Last Updated: 4 Mar, 2021

# Minimum Window Substring

Hard
+3 more companies

## Problem statement

#### You are given two strings ‘A’ and ‘B’. Your task is to return a substring ‘S’ of ‘A’ such that the following conditions hold true :

``````• You can make ‘B’ from ‘S’ by removing some characters and rearranging some characters zero or more times.

• Length of ‘S’ must be as minimum as possible.
``````

#### Note :

``````Testcases are generated such that a substring always exists and is unique.
``````

#### Example :

``````A = ninjas, B = sin

All possible substrings with which 'B' can be created are
"ninjas", "injas".

Hence the substring with minimum length is "injas".
``````

#### Input Format :

``````The first line contains two space-separated strings ‘A’ and ‘B’.
``````

#### Output Format :

``````Print the substring with minimum length.
``````

#### Note :

``````You do not need to print anything, it has already been taken care of.
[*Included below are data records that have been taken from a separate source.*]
Issue #7071, opened 2025-01-20
Bug: Pasting in block results in pasting the content twice in Firefox


GermanJablo:
Originally reported here: https://github.com/payloadcms/payload/issues/10634

Lexical version: 0.23.1

## Steps To Reproduce

1. open https://playground.lexical.dev/ in Firefox
2. Insert a poll component
3. When the selection is outside the poll, click on one of the inputs and paste something
4. The content will be pasted in duplicate inside and outside the poll

https://github.com/user-attachments/assets/e982ac21-9e7d-439e-95a3-75c6b78e0cbe

Apparently it's a selection issue. There is no generic logic that selects any decoratorNode when clicked, but this is done only on some specific decoratorNodes.

## The current behavior

The content will be pasted in duplicate inside and outside the poll

## The expected behavior

The content should be pasted only inside the poll

I have a fix on the way.

etrepum:
I think the best solution to this is probably something else. If it was merely a decorator node selection issue then the issue wouldn't be platform specific. It seems more like there's something wrong with the logic that determines whether to handle an event in a contentEditable=false or not, because also in chrome cmd-A is being captured while that input is focused but that probably shouldn't be the case. Firefox doesn't prevent cmd-A from going to the poll input. The review app in #7072 doesn't fix any of that.

GermanJablo:
I would describe it as a selection problem + something else (which makes it platform specific). 

The Lexical selection still being outside the decorator when the cursor is inside is a bug regardless of whether there is something wrong with the events on contentEditable.

This is just one of the possible side effects that can occur. The one described at the end of #6632 is another. Who knows how many more there may be.

etrepum:
There multiple scenarios where the lexical selection doesn't match the browser's selection by design, otherwise the SelectionAlwaysOnDisplay plug-in would have no purpose. I'm sure that some coherent solution exists but we should come up with something that solves all of the known quirks especially if we need to break compatibility to fix it.

[...]

Issue #7070, opened 2025-01-20
Bug:


Arturszott:
It's very hard to select two or more decorator nodes with mouse pointer in one line. 

## Steps To Reproduce

1. Add two decorator nodes
2. Try to select from right to left two of them.

## The current behavior

https://github.com/user-attachments/assets/45955e61-9086-49e4-9b81-2bc199058046

## The expected behavior

Decorator node is selected quicker and does not require to move the pointer to the end of it.

## Impact of fix
Decorator nodes are more comfortable to select.

Issue #6632, opened 2024-09-13
Bug: Selection does not update to null when selected inside a DecoratorNode


GermanJablo:
Lexical version: 0.17.1

Related to #6622, although this one is probably easier to fix as it doesn't conflict with elements like dialogue or modals.

## Steps To Reproduce

1. In https://playground.lexical.dev/  create a PollNode
2. select something outside the PollNode and then inside. 

## The current behavior

The selection is not updated

## The expected behavior

The selection is updated

## Impact of fix

This leads to undesired behavior. For example, cmd A + cmd X inside a decoratorNode removes all content from the editor without any visible selection. See https://github.com/payloadcms/payload/issues/8047

Issue #3748, opened 2023-01-18
Bug: Decorator block nodes selection selects all nodes or nothing


Piliuta:
Lexical version: 0.7.6

## Steps To Reproduce

1. Add a few decorator nodes (e.g. tweets) next to each other inside a text
2. Start selecting text before the nodes
3. Nodes do not become selected until the text after the nodes is selected (same for de-selection)

## The current behavior

https://user-images.githubusercontent.com/1575198/213175139-d1610d19-ad6e-4e8a-8ddc-2bd93d273bf2.mov

**Note:** This is not an issue with the horizontal rule nodes
https://user-images.githubusercontent.com/1575198/213175349-68ec35f0-7d92-4deb-8e12-cfb6a99d3efa.mov
P.s. on this video you can see a flickering issue, which is a separate one https://github.com/facebook/lexical/issues/3741

trueadm:
I think this is generally an issue with block nodes that contain content. Horizontal rules aren't affected as they don't contain any content. It's basically an annoying browser bug around `contenteditable=false`. There's little we can really do :/

PR #7072, opened 2025-01-20
[lexical-rich-text][lexical-playground][lexical-react]: Update selection when something is selected inside a DecoratorNode

GermanJablo:
Closes:
- https://github.com/facebook/lexical/issues/7071
- https://github.com/facebook/lexical/issues/6632

This PR:
- Update selection when something is selected inside a DecoratorNode.
- The logic is centralized in RichTextPlugin so that it does not have to be repeated in all nodes. This had caused some nodes to forget to implement this logic, or to be inconsistent:
  - Sometimes it seems that the intention was to deselect a decorator node if it was already selected with a second click.
  - Other times it was intended to deselect if shift + click was pressed.
  - Other times clicking on a selected decorator node leaves the selection unchanged. This is the default behavior chosen in this PR, but if anyone prefers either of the above two options please say so.
- I took the opportunity to improve a couple of details in Excalidraw. The option to open with double click was removed for reasons of simplicity and consistency, considering that the component already has a button at the top right to open the editor.

By having the behavior of the click command centralized, fixing other bugs later should be easier, such as:
- https://github.com/facebook/lexical/issues/7070
- https://github.com/facebook/lexical/issues/3748

### DIFF
--- a/packages/lexical-playground/src/nodes/ExcalidrawNode/ExcalidrawComponent.tsx
+++ b/packages/lexical-playground/src/nodes/ExcalidrawNode/ExcalidrawComponent.tsx
@@ -16,9 +16,7 @@ import {useLexicalNodeSelection} from '@lexical/react/useLexicalNodeSelection';
 import {mergeRegister} from '@lexical/utils';
 import {
   $getNodeByKey,
-  CLICK_COMMAND,
   COMMAND_PRIORITY_LOW,
-  isDOMNode,
   KEY_BACKSPACE_COMMAND,
   KEY_DELETE_COMMAND,
 } from 'lexical';
@@ -75,35 +73,6 @@ export default function ExcalidrawComponent({
       return;
     }
     return mergeRegister(
-      editor.registerCommand(
-        CLICK_COMMAND,
-        (event: MouseEvent) => {
-          const buttonElem = buttonRef.current;
-          const eventTarget = event.target;
-
-          if (isResizing) {
-            return true;
-          }
-
-          if (
-            buttonElem !== null &&
-            isDOMNode(eventTarget) &&
-            buttonElem.contains(eventTarget)
-          ) {
-            if (!event.shiftKey) {
-              clearSelection();
-            }
-            setSelected(!isSelected);
-            if (event.detail > 1) {
-              setModalOpen(true);
-            }
-            return true;
-          }
-
-          return false;
-        },
-        COMMAND_PRIORITY_LOW,
-      ),
       editor.registerCommand(
         KEY_DELETE_COMMAND,
         $onDelete,
--- a/packages/lexical-playground/src/nodes/ExcalidrawNode/ExcalidrawComponent.tsx
+++ b/packages/lexical-playground/src/nodes/ExcalidrawNode/ExcalidrawComponent.tsx
@@ -45,7 +45,6 @@ export default function ExcalidrawComponent({
     data === '[]' && editor.isEditable(),
   );
   const imageContainerRef = useRef<HTMLDivElement | null>(null);
-  const buttonRef = useRef<HTMLButtonElement | null>(null);
   const captionButtonRef = useRef<HTMLButtonElement | null>(null);
   const [isSelected, setSelected, clearSelection] =
     useLexicalNodeSelection(nodeKey);
@@ -190,9 +189,7 @@ export default function ExcalidrawComponent({
         />
       )}
       {elements.length > 0 && (
-        <button
-          ref={buttonRef}
-          className={`excalidraw-button ${isSelected ? 'selected' : ''}`}>
+        <div className={`excalidraw-button ${isSelected ? 'selected' : ''}`}>
           <ExcalidrawImage
             imageContainerRef={imageContainerRef}
             className="image"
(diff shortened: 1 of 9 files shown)


packages/lexical-playground/src/nodes/ExcalidrawNode/ExcalidrawComponent.tsx
```diff
@@ -234,9 +200,8 @@ export default function ExcalidrawComponent({
             height={height}
           />
           {isSelected && isEditable && (
```
GermanJablo, line 202: Even considering that double click was allowed, it's odd that the container was a button, and the button a div.
It was confusing to understand the click command I was deleting until I realized this (I thought buttonRef was the small button)

packages/lexical-playground/src/nodes/ExcalidrawNode/ExcalidrawComponent.tsx
```diff
@@ -234,9 +200,8 @@ export default function ExcalidrawComponent({
...
-            <div
+            <button
               className="image-edit-button"
```
GermanJablo, line 204: Even considering that double click was allowed, it's odd that the container was a button, and the button a div.
It was confusing to understand the click command I was deleting until I realized this (I thought buttonRef was the small button)

packages/lexical-playground/src/nodes/ImageComponent.tsx
```diff
@@ -300,11 +299,6 @@ export default function ImageComponent({
         },
         COMMAND_PRIORITY_LOW,
       ),
-      editor.registerCommand<MouseEvent>(
-        CLICK_COMMAND,
-        onClick,
```
GermanJablo, line 305: I'm not removing the onClick handler because it's used for the right button. See https://github.com/facebook/lexical/pull/5056

packages/lexical/src/LexicalEditor.ts
```diff
@@ -786,7 +786,7 @@ export class LexicalEditor {
    * deterministically in the order of registration.
    *
    * @param command - the command that will trigger the callback.
-   * @param listener - the function that will execute when the command is dispatched.
+   * @param listener - the function that will execute when the command is dispatched. Returns true to stop propagation, false to continue.
```
GermanJablo, line 789: Forgive me for this change that is irrelevant to the objective of the PR. But I always have to think about what true and false mean 😅

etrepum (commented):
It looks like there are failing tests

packages/lexical/src/LexicalEditor.ts
etrepum: This is a common source of confusion 👍

packages/lexical-rich-text/src/index.ts
```diff
@@ -565,13 +566,25 @@ export function registerRichText(editor: LexicalEditor): () => void {
...
+        if (!decorator) {
+          return false;
+        }
+        editor.update(() => {
+          const node = $getNearestNodeFromDOMNode(decorator);
+          if ($isDecoratorNode(node)) {
+            const selection = $createNodeSelection();
+            selection.add(node.getKey());
+            $setSelection(selection);
+          }
```
etrepum, line 585: This seems like a breaking change because now it works differently and only one node can be selected, where before you could select multiple nodes. This is also a bit tricky to override without having its own command.

GermanJablo: > This seems like a breaking change because now it works differently and only one node can be selected

For me this is more of a bug fix than a breaking change. Currently the selection was being set to null which is definitely worse and doesn't make much sense. Probably many people haven't noticed this because the most used nodes like ImageNode fix the behavior with their commands.

> where before you could select multiple nodes

From the frontend (let's say the playground), I know how to select multiple nodes with a rangeSelection, but I don't know of any way I could select multiple nodes with a NodeSelection, neither before nor after this PR. I think that it's a good thing, since I don't know in what scenario someone would want something like that.

> This is also a bit tricky to override without having its own command.

Same as above. I don't see this PR changing anything in that regard. Customizing the behavior used to require a command, now it does too.

etrepum: I get that this behavior makes more sense but it’s probably not backwards compatible, anyone upgrading to this PR is going to have to audit their code to be compliant. Without a backwards compatible upgrade path it might be tricky or at least take longer to get meta to accept it

etrepum: To select multiple nodes with a NodeSelection you click one and then shift-click the others. They don't even have to be adjacent. Try creating three divider nodes, click the first one, and then shift-click the third one. I don't think this makes a lot of sense to do for this particular kind of node, but it's how the editor works now and changing that would break compatibility.

The tricky thing about breaking compatibility is we don't know what we don't know. The unit and e2e test don't even come close to covering what people are doing in their own projects. Based on the scope of this affecting events for all decorators I think this would require at least some Meta folks looking closely at how all of their projects are using events and decorators. If we're going to just patch the problem I suspect there's a way we can do it that just brings Firefox behavior in alignment with the other platforms and doesn't change anything fundamental.

GermanJablo: I'm making a PR in our codebase to fix this on our end.
Feel free to close this PR if you feel the breaking change isn't worth it!
If, on the other hand, it is a change that you do want to incorporate, let me know and I'll take a look at the failing tests.

etrepum:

Just implement the given function.
``````

## Approaches

### 01 Approach

The idea here is to generate all possible substrings of “A” and check if it contains all characters of “B” or not.

#### Algorithm :

• Declare a variable to store the minimum length of the required substring and another to store the starting index, say, ‘answer’ and ‘startignIndex’. Initialize it with the length of string ‘A’ + 1 and 0 respectively.
• Declare a map say ‘count’ and store the frequency of all characters of ‘B’ in it.
• Generate all substrings of ‘A’ by running two nested loops.
• Say the current substring of ‘A’ be ‘current’.
• Check if ‘current’ contains all characters of ‘B’. This can be done by counting frequency of all characters of ‘current’ in a map, say, ‘countCurrent’.
• If all characters in ‘count’ map have frequency less than equal to ‘countCurrent’ then update the answer with a minimum of the length of ‘current’ and value of ‘answer’ and also vale of ‘startingIndex’ respectively and then break.
• If ‘answer’ equals to length of string ‘A’ + 1 then return -1, else return ‘answer’.